Determinants of health behavior and health status

In the model, we confirmed that health literacy and prior knowledge are the top two determinants of health behavior. Prior knowledge’s effect on health behavior stands to reason, for example in the KAP model [29]. Health behavior and health status are interactional. In Baker’s model, health literacy is one of many factors that lead to the acquisition of new knowledge, more positive attitudes, greater self-efficacy, positive health behaviors, and better health outcomes [20]. In von Wagner’s model, health outcomes depend on a range of mediating processes, most obviously actions to promote health, prevent disease, or comply with diagnosis and treatment, which the author calls health actions [22]. In Paasche-Orlow and Wolf’s 2007 model, they proposed causal pathways between limited health literacy and health outcomes [21]. Their models distinguish three different types of health actions that mediate the impact of health literacy on health: access to and utilization of health care, patient–provider interaction, and self-care. In this study, health behavior mainly focused on self-care and utilization of health care, while health status reflected health outcome. However, health behavior and health status did not show a good relationship. The measurement of health status in this study was conditioned to respiratory infection due to the restriction of the project scope. It is obvious that respiratory infections are influenced by many things, not only individual behavior, but also a variety of biological and social factors. Therefore, the relationship between health behavior and health outcomes, and the effect of health literacy on health outcomes though health behavior need further study to validate.

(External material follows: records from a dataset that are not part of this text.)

PR #516, opened 2020-05-19
Fix support for older CMake

ferdnyc:
I used `add_compile_definitions()` in #515, which is CMake 3.12+ only. (Oops.) Switch to `add_definitions()` which has been supported since the dawn of time.


ferdnyc:
Travis seems to be permanently out to lunch here, I think perhaps because I submitted this PR using the same branch as the one I'd **just** merged. Closing and trying with a new branch.

PR #517, opened 2020-05-19
Fix support for older CMake

ferdnyc:
I used `add_compile_definitions()` in #515, which is CMake 3.12+ only. (Oops.) Switch to `add_definitions()` which has been supported since the dawn of time.


ferdnyc:
\*sigh\* NOPE. It seems I broke Travis again, somehow. :angry:

ferdnyc:
@jonoomph I don't know what happened here, but if you're able to either unfuck Travis or forcibly merge this, that'd be a help. I'm guessing at least one of the Gitlab builders is currently breaking on the CMake 3.12 command I accidentally merged into the repo (and now can't fix).

ferdnyc:
@jonoomph This change, BTW, was made for the Debian folks, in hopes of getting a newer version of OpenShot finally packaged into their repos. See #515, OpenShot/libopenshot-audio#97, and most of all the Debian bug I linked to from those, for all the gory details.

PR #519, opened 2020-05-29
Don't link Python module with libpython

ferdnyc:
Seems we're not meant to be linking with the Python library (**Edit:** on Linux), when
building a module. (See [PEP 513].) Not doing so allows the module to be used with builds of Python other than the library version.

[PEP 513]: https://www.python.org/dev/peps/pep-0513/#id41


ferdnyc:
Withdrawing this, as I've come to question this advice.

In building the module, I've found that if I were to e.g. compile with the headers from `/usr/include/python3.9` but _not_ link to `libpython3.9`, then attempting to load the module into `python3.8` fails due to missing symbols. If I _do_ link with `libpython3.9`, though, then the module is usable in Python 3.8 despite the mismatching library versions.

I'm not sure what the Python developers _expect_ to happen in that scenario (and perhaps should take it up with them), but for now keeping the module linking that's been working for us so far seems like the safest course of action.

PR #550, opened 2020-08-08
Opencv integration

BrennoCaldato:
Integrated OpenCV with OpenShot. Created Tracker, Stabilizer, and ObjectDetection Effects.
Already merged with the new-webengine-support branch.

The new OpenCV related effects work as follows:

1- For effects that cannot be processed in real-time a threaded preprocessing step is applied by calling the ClipProcessingJobs class.
2- The ClipProcessingJobs communicates between libopenshot and openshot-qt using Json.
3- After the preprocessing is done, the results are saved to disk in a serialized protobuf message.
4- The protobuf file path is passed to the effect class by openshot-qt.


jonoomph:
Merging into opencv branch so we can play with our build servers

PR #555, opened 2020-08-20
Use Qt::endl with QTextStream

ferdnyc:
Recent Qt releases complain about `endl` being used to terminate `QTextStream` lines, and recommend using `Qt::endl` instead. So, let's.

### DIFF
--- a/include/CacheDisk.h
+++ b/include/CacheDisk.h
@@ -38,8 +38,6 @@
 #include "Frame.h"
 #include "Exceptions.h"
 #include <QDir>
-#include <QString>
-#include <QTextStream>
 
 namespace openshot {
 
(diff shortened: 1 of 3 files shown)


ferdnyc:
Well, turns out `Qt::endl` wasn't a thing before Qt 5.14.0, so long story short, now we have a `QtUtilities.h` to go with our other compatibility headers. :stuck_out_tongue:

ferdnyc:
This is incredibly minor, since it only impacts one source file (the only place we use `QTextStream` for _output_). We should perhaps be more consistent and use it in more places, but for now it's only CacheDisk. Point is, it passes Travis and should be fine. Merging.

PR #557, opened 2020-08-21
Tests: Don't enable HW accel as side-effect

ferdnyc:
The Settings test attempts to test the class by changing settings variables and reading them back again. Problem is, that affects the REST of the unit tests.

So instead of changing `HARDWARE_ACCEL` (accidentally enabling HW accel and causing test failures), we'll diddle something more innocuous, like `OMP_THREADS`.


ferdnyc:
This is actively preventing libopenshot from being packaged for Fedora 33, so I'm planning to merge this ASAP so I can apply the commit to our 0.2.5 build tree.

PR #558, opened 2020-08-27
JUCE 5.4.7 changes

ferdnyc:
The only changes in this PR are to the Gitlab build script, but they're necessary to build libopenshot with the MacOS 10.11 SDK, which is required for JUCE 5.4.7.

This model explains the determinants of health literacy and the associations between health literacy and health behaviors well. Education has positive, strong and direct effect on prior knowledge and health literacy. Health literacy is also affected by prior knowledge and age, the effect from prior knowledge is positive and that from age is negative. Health literacy is a direct influencing factor of health behavior. The most important factor of health status is age. Health behavior and health status have a positive interaction effect.

Practice implication

In this study, we focus on a health literacy model at the individual level. We should also try to highlight the importance of future research to extend the scope of health literacy beyond the individual. The research indicates that medical knowledge and health literacy are the main determinants of health behavior and health status, so health educators and health care providers should focus on developing culturally sensitive educational materials using a variety of media. Increased staffing of health educators in clinical settings and community interventions would also help increase health literacy. We would like to develop an intervention that demonstrates how health literacy can be addressed to target community outcomes as opposed to individual outcomes. It is also important for this model to be tested — and likely revised — so that intervention strategies to mitigate the impact of low health literacy are informed and conceptually driven.

Limited by the project’s background, this study only measures health literacy where it concerns infectious respiratory diseases. Therefore, the feasibility of the model should be tested in regards to other diseases and aspects of health.